BGI speeds up analysis of DNA sequencing data

Share this on social media:

BGI, the world’s largest genomics institute, has heavily reduced the time taken to analyse batches of DNA sequencing data from nearly four days to just six hours using a Nvidia Tesla GPU-based server farm. This analysis speed up is an important step towards reaching the $1,000 genome milestone that would enable genomics to be used in clinical diagnostic tests as a practical component of patient care.

‘We are drowning in the genome data that our high-throughput sequencing machines create every day,’ said Dr Bingqiang Wang, head of high-performance computing at BGI. ‘GPU acceleration of our genome analysis applications enables our scientists to crunch through data and gain insights into bacteria, plants and humans faster than was ever possible. It offers the potential for researchers and healthcare professionals to identify highly-effective and affordable individualised medicines and treatments.’

BGI researchers and collaborators have developed three genome data analysis applications that are accelerated by Nvidia Tesla GPUs. Firstly, the SOAP3 aligner aligns short reads from the sequencing machine against existing reference genome sequences. Through GPU acceleration, it can find all three-mismatch alignments in tens of seconds per one million reads, compared to tens of minutes without GPU acceleration. This means that the sequencing and assembling of individual genomes for comparison to those previously sequenced and studied can be performed quickly to understand potential future disease states and treatments.

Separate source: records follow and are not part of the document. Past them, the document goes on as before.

PR #2274, opened 2025-09-29
[PATCH v4] validation: event: add tests for event type compliancy

Rayska:
- Add tests to ensure APIs which take odp_event_t handles can process all supported event types
- Implemented for all event types except ODP_EVENT_IPSEC_STATUS, ODP_EVENT_PACKET_TX_COMPL, ODP_EVENT_ANY

### DIFF
--- a/test/validation/api/event/event.c
+++ b/test/validation/api/event/event.c
@@ -12,7 +12,7 @@
 #define NUM_EVENTS  100
 #define EVENT_SIZE  100
 #define EVENT_BURST 10
-#define MAX_EVENT_TYPES 6
+#define MAX_EVENT_TYPES 7
 
 typedef struct {
 	struct {
@@ -50,6 +50,7 @@ static odp_event_t event_types_alloc_event(odp_pool_type_t pool_type)
 	odp_event_vector_t evv;
 	odp_packet_vector_t pv;
 	odp_dma_compl_t dma_compl;
+	odp_ml_compl_t ml_compl;
 
 	if (idx < 0)
 		return ODP_EVENT_INVALID;
@@ -85,6 +86,11 @@ static odp_event_t event_types_alloc_event(odp_pool_type_t pool_type)
 		if (dma_compl == ODP_DMA_COMPL_INVALID)
 			return ODP_EVENT_INVALID;
 		return odp_dma_compl_to_event(dma_compl);
+	case ODP_POOL_ML_COMPL:
+		ml_compl = odp_ml_compl_alloc(ctx->type[idx].pool);
+		if (ml_compl == ODP_ML_COMPL_INVALID)
+			return ODP_EVENT_INVALID;
+		return odp_ml_compl_to_event(ml_compl);
 	default:
 		return ODP_EVENT_INVALID;
 	}
@@ -140,6 +146,7 @@ static int event_types_suite_init(void)
 	odp_queue_param_t queue_prm;
 	odp_pool_capability_t p_capa;
 	odp_dma_capability_t dma_capa;
+	odp_ml_capability_t ml_capa;
 
 	if (odp_queue_capability(&queue_capa) != 0)
 		return -1;
@@ -159,6 +166,9 @@ static int event_types_suite_init(void)
 		return -1;
 
 	if (odp_dma_capability(&dma_capa) != 0)
+		return -1;
+
+	if (odp_ml_capability(&ml_capa) != 0)
 		return -1;
 
 	ctx->type[n].event_type = ODP_EVENT_BUFFER;
@@ -186,11 +196,19 @@ static int event_types_suite_init(void)
 		ctx->type[n++].pool_type = ODP_POOL_DMA_COMPL;
 	}
 
+	if (ml_capa.max_models &&
+	    ((ml_capa.load.compl_mode_mask | ml_capa.run.compl_mode_mask) &
+	    ODP_ML_COMPL_MODE_EVENT) && ml_capa.pool.max_num > 0) {
+		ctx->type[n].event_type = ODP_EVENT_ML_COMPL;
+		ctx->type[n++].pool_type = ODP_POOL_ML_COMPL;
+	}
+
 	ctx->num_types = n;
 
 	for (i = 0; i < ctx->num_types; i++) {
 		odp_pool_param_t prm;
 		odp_dma_pool_param_t dma_prm;
+		odp_ml_compl_pool_param_t ml_prm;
 
 		odp_pool_param_init(&prm);
 
@@ -229,6 +247,10 @@ static int event_types_suite_init(void)
 						      dma_capa.pool.max_uarea_size);
 		break;
 		case ODP_POOL_ML_COMPL:
+			odp_ml_compl_pool_param_init(&ml_prm);
+			ml_prm.num = NUM_EVENTS;
+			ml_prm.uarea_size = ODPH_MIN(sizeof(uint64_t),
+						     ml_capa.pool.max_uarea_size);
 		break;
 		}
 
@@ -236,6 +258,8 @@ static int event_types_suite_init(void)
 
 		if (ctx->type[i].pool_type == ODP_POOL_DMA_COMPL)
 			ctx->type[i].pool = odp_dma_pool_create(name, &dma_prm);
+		else if (ctx->type[i].pool_type == ODP_POOL_ML_COMPL)
+			ctx->type[i].pool = odp_ml_compl_pool_create(name, &ml_prm);
 		else
 			ctx->type[i].pool = odp_pool_create(name, &prm);
 
@@ -344,7 +368,8 @@ static void event_test_pool(void)
 			ev_pool = odp_event_pool(ev);
 
 			if (exp_type == ODP_EVENT_TIMEOUT ||
-			    exp_type == ODP_EVENT_DMA_COMPL)
+			    exp_type == ODP_EVENT_DMA_COMPL ||
+			    exp_type == ODP_EVENT_ML_COMPL)
 				CU_ASSERT(ev_pool == ODP_POOL_INVALID);
 			else
 				CU_ASSERT(ev_pool == ctx->type[i].pool);
@@ -376,6 +401,7 @@ static void event_test_user_area_flag(void)
 			case ODP_EVENT_BUFFER:
 			case ODP_EVENT_TIMEOUT:
 			case ODP_EVENT_DMA_COMPL:
+			case ODP_EVENT_ML_COMPL:
 				CU_ASSERT(flag < 0);
 				break;
 			case ODP_EVENT_PACKET:


test/validation/api/event/event.c
```diff
@@ -11,6 +11,197 @@
...
+}
+
+static int event_types_suite_init(void)
+{
+	event_type_ctx_t *ctx = &g_type_ctx;
+	int i, j, n = 0;
+	char name[ODP_POOL_NAME_LEN];
+	odp_pool_capability_t capa;
+
+	memset(&capa, 0, sizeof(capa));
```
MatiasElo: Not necessary

test/validation/api/event/event.c
```diff
@@ -447,8 +638,15 @@ odp_testinfo_t event_suite[] = {
 	ODP_TEST_INFO_NULL,
 };
 
+/* New EventTypes suite using the shared init/term above */
```
MatiasElo: Could be either removed or describe what this suite is intended for.

test/validation/api/event/event.c
```diff
@@ -11,6 +11,197 @@
...
 #define EVENT_BURST 10
+#define MAX_EVENT_TYPES 5
+
+typedef struct {
+	odp_event_type_t event_types[MAX_EVENT_TYPES];
+	odp_pool_type_t pool_types[MAX_EVENT_TYPES];
+	odp_pool_t pools[MAX_EVENT_TYPES];
+	odp_event_t events[MAX_EVENT_TYPES][EVENT_BURST];
+	int num_types;
+} event_type_ctx_t;
```
MatiasElo, line 27: Maybe this would be clearer:
```
typedef struct {
	struct {
		odp_event_type_t event_type;
		odp_pool_type_t pool_type;
		odp_pool_t pool;
		odp_event_t events[EVENT_BURST];
	} type[MAX_EVENT_TYPES];
	int num_types;
	odp_queue_t queue;
} event_type_ctx_t;
```

test/validation/api/event/event.c
```diff
@@ -11,6 +11,197 @@
...
+		odp_pool_param_t prm;
+
+		odp_pool_param_init(&prm);
+
+		prm.type = ctx->pool_types[i];
+		switch (ctx->pool_types[i]) {
+		case ODP_POOL_BUFFER:
+			prm.buf.num = NUM_EVENTS;
+			prm.buf.size = EVENT_SIZE;
+			prm.buf.uarea_size = sizeof(uint64_t);
```
MatiasElo: E.g. `prm.buf.uarea_size = ODPH_MIN(sizeof(uint64_t), capa.buf.max_uarea_size);` same for all types.

test/validation/api/event/event.c
```diff
@@ -11,6 +11,197 @@
...
+	int i, j;
+
+	for (i = 0; i < ctx->num_types; i++) {
+		for (j = 0; j < EVENT_BURST; j++) {
+			ev = ctx->events[i][j];
+			exp_type = ctx->event_types[i];
+			ev_pool = odp_event_pool(ev);
+
+			if (exp_type == ODP_EVENT_TIMEOUT) {
+				CU_ASSERT_FATAL(ev_pool == ODP_POOL_INVALID);
```
MatiasElo: Doesn't need to be fatal.

test/validation/api/event/event.c
```diff
@@ -11,6 +11,197 @@
...
+			} else {
+				CU_ASSERT_FATAL(ev_pool != ODP_POOL_INVALID);
+				CU_ASSERT_FATAL(odp_pool_info(ev_pool, &info) == 0);
+				CU_ASSERT(info.type == ctx->pool_types[i]);
+				CU_ASSERT(odp_event_pool(ev) == ev_pool);
```
MatiasElo: Could be simplified to `CU_ASSERT(ev_pool == ctx->pool_types[i]);` and function name changed to `event_test_pool`.

test/validation/api/event/event.c
```diff
@@ -167,6 +177,8 @@ static int event_types_suite_term(void)
 	event_type_ctx_t *ctx = &g_type_ctx;
 	int i;
 
+	odp_queue_destroy(ctx->queue);
+
 	for (i = 0; i < ctx->num_types; i++) {
 		odp_event_free_multi(ctx->events[i], EVENT_BURST);
 		(void)odp_pool_destroy(ctx->pools[i]);
```
MatiasElo: Better check the return values.

test/validation/api/event/event.c
```diff
@@ -176,6 +188,95 @@ static int event_types_suite_term(void)
...
+	int i, j;
+
+	for (i = 0; i < MAX_EVENT_TYPES; i++) {
+		for (j = 0; j < EVENT_BURST; j++) {
+			ev = ctx->events[i][j];
+			switch (ctx->event_types[i]) {
+			case ODP_EVENT_BUFFER:
+				b = odp_buffer_from_event(ev);
+				CU_ASSERT_FATAL(b != ODP_BUFFER_INVALID);
+				CU_ASSERT(odp_buffer_to_event(b) == ev);
```
MatiasElo: An implementation could encode additional metadata to the handle, so this check may not always work. I'd perhaps drop this whole test since these aren't event module APIs anyway.

test/validation/api/event/event.c
```diff
@@ -176,6 +188,95 @@ static int event_types_suite_term(void)
...
+			break;
+			default:
+				CU_FAIL("Unexpected event type");
+			break;
+			}
+		}
+	}
+}
+
+static void event_test_types_and_subtypes_ctx(void)
```
MatiasElo: I'd drop `_ctx` from function names and just use tested function names.

test/validation/api/event/event.c
```diff
@@ -176,6 +188,95 @@ static int event_types_suite_term(void)
...
+
+			CU_ASSERT(odp_event_type(ev) == exp_type);
+			CU_ASSERT(odp_event_subtype(ev) == exp_sub);
+
+			sub = ODP_EVENT_NO_SUBTYPE;
+			CU_ASSERT(odp_event_types(ev, &sub) == exp_type);
+			CU_ASSERT(sub == exp_sub);
+		}
+
+		odp_event_types_multi(ctx->events[i], types_out, subs_out, EVENT_BURST);
```
MatiasElo: Same could be tested also without `subs_out` (NULL).

test/validation/api/event/event.c
```diff
@@ -176,6 +188,95 @@ static int event_types_suite_term(void)
...
+		for (k = 0; k < EVENT_BURST; k++) {
+			CU_ASSERT(types_out[k] == exp_type);
+			CU_ASSERT(subs_out[k] == exp_sub);
+		}
+
+		type = ODP_EVENT_BUFFER;
```
MatiasElo: Separate initialization shouldn't be necessary.

test/validation/api/event/event.c
```diff
@@ -176,6 +188,95 @@ static int event_types_suite_term(void)
...
+		CU_ASSERT(odp_event_type_multi(ctx->events[i], EVENT_BURST, &type)
```
MatiasElo: Could use an array with multiple event types for better test coverage.

test/validation/api/event/event.c
```diff
@@ -203,6 +304,186 @@ static void event_test_pool_info_ctx(void)
...
+	void *user_area;
+
+	for (i = 0; i < MAX_EVENT_TYPES; i++) {
+		for (j = 0; j < EVENT_BURST; j++) {
+			ev = ctx->events[i][j];
+			user_area = odp_event_user_area(ev);
+			CU_ASSERT(user_area != NULL);
+
+			flag = 1;
+			odp_event_user_flag_set(ev, flag);
```
MatiasElo: I'd do `odp_event_user_flag_set(ev, 1);` as current code could miss `odp_event_user_area_and_flag()` not setting flag value correctly.

test/validation/api/event/event.c
```diff
@@ -203,6 +304,186 @@ static void event_test_pool_info_ctx(void)
...
+			CU_ASSERT(odp_event_user_area_and_flag(ev, &flag) != NULL);
+
+			ev_t = ctx->event_types[i];
+			if (ev_t == ODP_EVENT_PACKET)
+				CU_ASSERT(flag > 0);
```
MatiasElo, line 410: Negative value should be returned if event does not have user flag. Event and packet vectors also have user flags.

test/validation/api/event/event.c
```diff
@@ -203,6 +304,186 @@ static void event_test_pool_info_ctx(void)
...
+{
+	event_type_ctx_t *ctx = &g_type_ctx;
+	odp_event_t ev;
+	int i, j;
+
+	for (i = 0; i < MAX_EVENT_TYPES; i++) {
+		for (j = 0; j < EVENT_BURST; j++) {
+			ev = ctx->events[i][j];
+
+			CU_ASSERT(odp_event_to_u64(ev) != 0);
```
MatiasElo: API says nothing about zero value, so this should not be tested. One could check that individual events return different u64 values.

test/validation/api/event/event.c
```diff
@@ -203,6 +304,186 @@ static void event_test_pool_info_ctx(void)
...
+			CU_ASSERT(odp_event_user_area_and_flag(ev, &flag) != NULL);
+
+			ev_t = ctx->event_types[i];
+			if (ev_t == ODP_EVENT_PACKET)
+				CU_ASSERT(flag > 0);
+		}
+	}
+}
+
+static void event_test_misc_ctx(void)
```
MatiasElo: Perhaps this function could be name `event_test_debug` and the flow id APIs would go to a separate function.

test/validation/api/event/event.c
```diff
@@ -203,6 +304,186 @@ static void event_test_pool_info_ctx(void)
...
+		for (j = 0; j < EVENT_BURST; j++) {
+			ev = ctx->events[i][j];
+
+			CU_ASSERT(odp_event_to_u64(ev) != 0);
+			CU_ASSERT(odp_event_is_valid(ev) == 1);
+
+			if (ctx->event_types[i] == ODP_EVENT_PACKET) {
+				odp_event_flow_id_set(ev, 3);
+				CU_ASSERT(odp_event_flow_id(ev) == 3);
+			}
```
MatiasElo: API doesn't prohibit using these APIs for other event types and the initial ID should be zero.

`odp_event_flow_id_set()` API states: `The value of flow id must be less than the number of flows configured in the scheduler.`

test/validation/api/event/event.c
```diff
@@ -203,6 +304,186 @@ static void event_test_pool_info_ctx(void)
...
+
+static void event_test_filter_packet_ctx(void)
+{
+	event_type_ctx_t *ctx = &g_type_ctx;
+	const int n = MAX_EVENT_TYPES * MAX_EVENT_TYPES;
+
+	odp_event_t mixed[MAX_EVENT_TYPES * MAX_EVENT_TYPES];
+	odp_packet_t packets[MAX_EVENT_TYPES * MAX_EVENT_TYPES];
+	odp_event_t remain[MAX_EVENT_TYPES * MAX_EVENT_TYPES];
+	odp_event_t expected[MAX_EVENT_TYPES * MAX_EVENT_TYPES];
```
MatiasElo: Should be `MAX_EVENT_TYPES  * EVENT_BURST`? Same also below.

test/validation/api/event/event.c
```diff
@@ -203,6 +304,186 @@ static void event_test_pool_info_ctx(void)
...
+
+	num_pkt = odp_event_filter_packet(mixed, packets, remain, n);
+	CU_ASSERT(num_pkt == MAX_EVENT_TYPES);
+
+	int pkt_idx = -1;
+
+	for (j = 0; j < MAX_EVENT_TYPES; j++)
+		if (ctx->event_types[j] == ODP_EVENT_PACKET)
+			pkt_idx = j;
+	CU_ASSERT_FATAL(pkt_idx >= 0);
```
MatiasElo: Could use `pool_index_of()` function?

test/validation/api/event/event.c
```diff
@@ -203,6 +304,186 @@ static void event_test_pool_info_ctx(void)
...
+
+	for (i = 0; i < num_pkt; i++) {
+		CU_ASSERT_FATAL(packets[i] != ODP_PACKET_INVALID);
+		CU_ASSERT(odp_packet_to_event(packets[i]) == ctx->events[pkt_idx][i]);
```
MatiasElo: It's safer to compare u64 values than handles.

test/validation/api/event/event.c
```diff
@@ -203,6 +304,186 @@ static void event_test_pool_info_ctx(void)
...
+	event_type_ctx_t *ctx = &g_type_ctx;
+	odp_event_t sorted_events_multi[EVENT_BURST];
+	odp_event_t mixed_events_single[MAX_EVENT_TYPES];
+	odp_event_t mixed_events_multi[MAX_EVENT_TYPES];
+	int i, j;
+
+	for (i = 0; i < MAX_EVENT_TYPES; i++) {
+		for (j = 0; j < EVENT_BURST; j++) {
+			sorted_events_multi[j] = event_types_alloc_event(ctx->pool_types[i]);
+			CU_ASSERT(sorted_events_multi[j] != ODP_EVENT_INVALID);
```
MatiasElo: Should be fatal. Same below for mixed arrays.

test/validation/api/event/event.c
```diff
@@ -84,8 +85,15 @@ static int event_types_suite_init(void)
 	event_type_ctx_t *ctx = &g_type_ctx;
 	int i, j, n = 0;
 	char name[ODP_POOL_NAME_LEN];
+	odp_queue_param_t queue_prm;
 	odp_pool_capability_t capa;
 
+	odp_queue_param_init(&queue_prm);
+	queue_prm.type = ODP_QUEUE_TYPE_PLAIN;
```
MatiasElo, line 158: Queue should be configured to be large enough for storing the tests packets.

test/validation/api/event/event.c
```diff
@@ -203,6 +304,186 @@ static void event_test_pool_info_ctx(void)
...
+	}
+
+	CU_ASSERT(total == MAX_EVENT_TYPES);
+	for (i = 0; i < MAX_EVENT_TYPES; i++)
+		CU_ASSERT(types_seen[i] == 1);
+
+	for (i = 0; i < MAX_EVENT_TYPES; i++)
+		ev_tbl[i] = ctx->events[i][1];
+
+	CU_ASSERT(odp_queue_enq_multi(ctx->queue, ev_tbl, MAX_EVENT_TYPES) == MAX_EVENT_TYPES);
```
MatiasElo: It's OK for `odp_queue_enq_multi()` to return values between 1 and MAX_EVENT_TYPES, so a simple retry loop could be added.

test/validation/api/event/event.c
```diff
@@ -117,12 +129,20 @@ static int event_types_suite_init(void)
...
+	}
+
 	ctx->num_types = n;
 
 	for (i = 0; i < ctx->num_types; i++) {
 		odp_pool_param_t prm;
+		odp_dma_pool_param_t dma_prm;
 
 		odp_pool_param_init(&prm);
+		odp_dma_pool_param_init(&dma_prm);
```
MatiasElo: Will be called even when DMA is not supported. So better to move this to the switch case. Same comment for `odp_ml_compl_pool_param_init()`.

test/validation/api/event/event.c
```diff
@@ -117,12 +129,20 @@ static int event_types_suite_init(void)
 		ctx->pool_types[n++] = ODP_POOL_VECTOR;
 	}
 
+	if ((dma_capa.compl_mode_mask & ODP_DMA_COMPL_EVENT) &&
```
MatiasElo: Should first check `max_sessions`.

test/validation/api/event/event.c
```diff
@@ -135,14 +146,22 @@ static int event_types_suite_init(void)
 		ctx->pool_types[n++] = ODP_POOL_DMA_COMPL;
 	}
 
+	if (((ml_capa.load.compl_mode_mask | ml_capa.run.compl_mode_mask) &
```
MatiasElo: Should first check `max_models`.

test/validation/api/event/event.c
```diff
@@ -1,16 +1,557 @@
...
+			user_area = odp_event_user_area(ev);
+
+			CU_ASSERT(user_area != NULL);
+
+			flag = 0;
+			odp_event_user_flag_set(ev, 1);
+			user_area = odp_event_user_area_and_flag(ev, &flag);
+
+			CU_ASSERT(user_area != NULL);
+			CU_ASSERT(flag != 0);
```
MatiasElo: Could check that the return value matches API spec for each event type: `User flag value pointer for output. >0 if user flag is set, 0 if flags is not set, or <0 if event does not have user flag.`

test/validation/api/event/event.c
```diff
@@ -1,16 +1,557 @@
...
+	odp_event_t ev;
+	int i, j;
+
+	for (i = 0; i < ctx->num_types; i++) {
+		for (j = 0; j < EVENT_BURST; j++) {
+			ev = ctx->type[i].events[j];
+			CU_ASSERT(odp_event_flow_id(ev) == 0);
+
+			if (ctx->max_flow_id > 0) {
+				odp_event_flow_id_set(ev, 1);
```
MatiasElo, line 456: Looks like `max_flow_id` is not actually configured. It should be set in `odp_schedule_config(odp_schedule_config_t.max_flow_id)`. Likely you have to register a new global init function (`odp_cunit_register_global_init()`). You can use `tests_global_init()` as a base for the new function.

test/validation/api/event/event.c
```diff
@@ -1,16 +1,557 @@
...
+	for (i = 0; i < ctx->num_types; i++)
+		CU_ASSERT(types_seen[i] == 1);
+
+	for (i = 0; i < ctx->num_types; i++)
+		ev_tbl[i] = ctx->type[i].events[1];
+
+	num = 1;
+	total = 0;
+	while (num > 0 && total < ctx->num_types) {
+		num = odp_queue_enq_multi(ctx->queue, ev_tbl, ctx->num_types);
```
MatiasElo: If the first call doesn't enqueue all events successfully, the array start pointer and the number of events should be updated accordingly.

test/validation/api/event/event.c
```diff
@@ -1,16 +1,557 @@
...
+		exp_sub = (exp_type == ODP_EVENT_PACKET) ? ODP_EVENT_PACKET_BASIC
+							 : ODP_EVENT_NO_SUBTYPE;
+
+		for (j = 0; j < EVENT_BURST; j++) {
+			ev = ctx->type[i].events[j];
+
+			CU_ASSERT(odp_event_type(ev) == exp_type);
+			CU_ASSERT(odp_event_subtype(ev) == exp_sub);
+
+			sub = ODP_EVENT_NO_SUBTYPE;
```
MatiasElo: Should not need to initialize this.

test/validation/api/event/event.c
```diff
@@ -1,16 +1,557 @@
...
+		CU_ASSERT(type == exp_type);
+
+		/* Fill array indexes 1, ..., len-1 with another event type */
+		idx = (i + 1) % ctx->num_types;
+		for (j = 1; j < ctx->num_types; j++)
+			events[j] = ctx->type[idx].events[j];
+
+		for (j = 0; j < ctx->num_types; j++) {
+			events[j] = ctx->type[i].events[j];
+			CU_ASSERT(odp_event_type_multi(events, ctx->num_types, &type) == j + 1);
```
MatiasElo, line 350: For completeness could check also `type` value.

test/validation/api/event/event.c
```diff
@@ -1,16 +1,557 @@
...
+
+	for (i = 0; i < EVENT_BURST; i++) {
+		for (j = 0; j < ctx->num_types; j++)
+			mixed[idx++] = ctx->type[j].events[i];
+	}
+
+	num_pkt = odp_event_filter_packet(mixed, packets, remain, idx);
+	CU_ASSERT(num_pkt == EVENT_BURST);
+
+	int pkt_idx = pool_index_of(ODP_POOL_PACKET);
```
MatiasElo: Project style is to put variable declarations to the beginning of code block when possible.

test/validation/api/event/event.c
```diff
@@ -1,16 +1,557 @@
...
+
+	num_rem = idx - num_pkt;
+	idx = 0;
+	for (i = 0; i < EVENT_BURST; i++) {
+		for (j = 0; j < ctx->num_types; j++) {
+			if (j == pkt_idx)
+				continue;
+			expected[idx++] = ctx->type[j].events[i];
+		}
+	}
```
MatiasElo: This could be done in the same loop when initializing `mixed` array perhaps making the code a bit easier to read.

test/validation/api/event/event.c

GSNP (SNP detection) is a GPU-accelerated version of the SOAPsnp software that detects variation of a single nucleotide polymorphism (SNP) in the DNA of a genome. These DNA SNP variations can be used to study how individuals develop diseases differently and respond to bacteria, viruses and medicines. Finally, the GAMA (high resolution genotyping tool) finds the distribution of the occurrence or frequency of particular gene variants, such as eye colour or the propensity for prostate cancer in a set of genes.

Tesla GPUs are massively-parallel accelerators based on the Nvidia Cuda parallel computing architecture. Developers can accelerate their applications by using Cuda C, Cuda C++, Cuda Fortran, or by using the simple, easy-to-use directive-based compilers.